* **Your objective**:
Write the data below out again, exactly as each line reads.

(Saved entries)
━━━━━━━━

Issue #662, opened 2024-07-17
[BUG] Gradle analysis taking too long to complete


jmle:
### Is there an existing issue for this?

- [X] I have searched the existing issues

### Konveyor version

0.5-beta2

### Priority

Critical

### Current Behavior

Currently, the analysis of the tackle-testapp-public in its gradle form takes too long to complete. This might be related to this bug opened in the hub:

https://github.com/konveyor/tackle2-hub/issues/667

### Expected Behavior

Gradle analysis shouldn't take too much longer than Maven analysis.

### How Reproducible

Always (Default)

### Steps To Reproduce

Analyze [tackle-testapp-public](https://github.com/konveyor/tackle-testapp-public) on its `main` branch (Maven) and then on its `gradle` branch (Gradle). Compare the time it takes for both to run.

jmle:
Can't reproduce anymore in the latest d/s

PR #663, opened 2024-07-17
:bug: Prevent gradle logic from decompressing jars all the time

jmle:
The gradle analysis was uncompressing jars every time because of a lack of a check for the existence of the already decompressed directory.

- Related to https://github.com/konveyor/tackle2-hub/issues/667
- Partly fixes https://github.com/konveyor/analyzer-lsp/issues/662

### DIFF
--- a/external-providers/java-external-provider/pkg/java_external_provider/filter.go
+++ b/external-providers/java-external-provider/pkg/java_external_provider/filter.go
@@ -318,12 +318,14 @@ func (p *javaServiceClient) getURI(refURI string) (string, uri.URI, error) {
 		}
 		javaFileAbsolutePath = filepath.Join(filepath.Dir(sourcesFile), filepath.Dir(path), javaFileName)
 
-		cmd := exec.Command("jar", "xf", filepath.Base(sourcesFile))
-		cmd.Dir = filepath.Dir(sourcesFile)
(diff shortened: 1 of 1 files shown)


external-providers/java-external-provider/pkg/java_external_provider/filter.go
```diff
@@ -318,12 +318,14 @@ func (p *javaServiceClient) getURI(refURI string) (string, uri.URI, error) {
...
-		err = cmd.Run()
-		if err != nil {
-			fmt.Printf("\n java error%v", err)
-			return "", "", err
+		if _, err := os.Stat(filepath.Dir(javaFileAbsolutePath)); err != nil {
+			cmd := exec.Command("jar", "xf", filepath.Base(sourcesFile))
+			cmd.Dir = filepath.Dir(sourcesFile)
+			err = cmd.Run()
+			if err != nil {
+				fmt.Printf("\n java error%v", err)
```
pranavgaikwad, line 326: wondering if we should hard-fail here?

jmle: I would personally let the analysis continue, since it's only one JAR that failed decompressing

shawn-hurley (approved):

━━━━━━━━

* **Solution to this exercise**:
Issue #662, opened 2024-07-17
[BUG] Gradle analysis taking too long to complete


jmle:
### Is there an existing issue for this?

- [X] I have searched the existing issues

### Konveyor version

0.5-beta2

### Priority

Critical

### Current Behavior

Currently, the analysis of the tackle-testapp-public in its gradle form takes too long to complete. This might be related to this bug opened in the hub:

https://github.com/konveyor/tackle2-hub/issues/667

### Expected Behavior

Gradle analysis shouldn't take too much longer than Maven analysis.

### How Reproducible

Always (Default)

### Steps To Reproduce

Analyze [tackle-testapp-public](https://github.com/konveyor/tackle-testapp-public) on its `main` branch (Maven) and then on its `gradle` branch (Gradle). Compare the time it takes for both to run.

jmle:
Can't reproduce anymore in the latest d/s

PR #663, opened 2024-07-17
:bug: Prevent gradle logic from decompressing jars all the time

jmle:
The gradle analysis was uncompressing jars every time because of a lack of a check for the existence of the already decompressed directory.

- Related to https://github.com/konveyor/tackle2-hub/issues/667
- Partly fixes https://github.com/konveyor/analyzer-lsp/issues/662

### DIFF
--- a/external-providers/java-external-provider/pkg/java_external_provider/filter.go
+++ b/external-providers/java-external-provider/pkg/java_external_provider/filter.go
@@ -318,12 +318,14 @@ func (p *javaServiceClient) getURI(refURI string) (string, uri.URI, error) {
 		}
 		javaFileAbsolutePath = filepath.Join(filepath.Dir(sourcesFile), filepath.Dir(path), javaFileName)
 
-		cmd := exec.Command("jar", "xf", filepath.Base(sourcesFile))
-		cmd.Dir = filepath.Dir(sourcesFile)
(diff shortened: 1 of 1 files shown)


external-providers/java-external-provider/pkg/java_external_provider/filter.go
```diff
@@ -318,12 +318,14 @@ func (p *javaServiceClient) getURI(refURI string) (string, uri.URI, error) {
...
-		err = cmd.Run()
-		if err != nil {
-			fmt.Printf("\n java error%v", err)
-			return "", "", err
+		if _, err := os.Stat(filepath.Dir(javaFileAbsolutePath)); err != nil {
+			cmd := exec.Command("jar", "xf", filepath.Base(sourcesFile))
+			cmd.Dir = filepath.Dir(sourcesFile)
+			err = cmd.Run()
+			if err != nil {
+				fmt.Printf("\n java error%v", err)
```
pranavgaikwad, line 326: wondering if we should hard-fail here?

jmle: I would personally let the analysis continue, since it's only one JAR that failed decompressing

shawn-hurley (approved):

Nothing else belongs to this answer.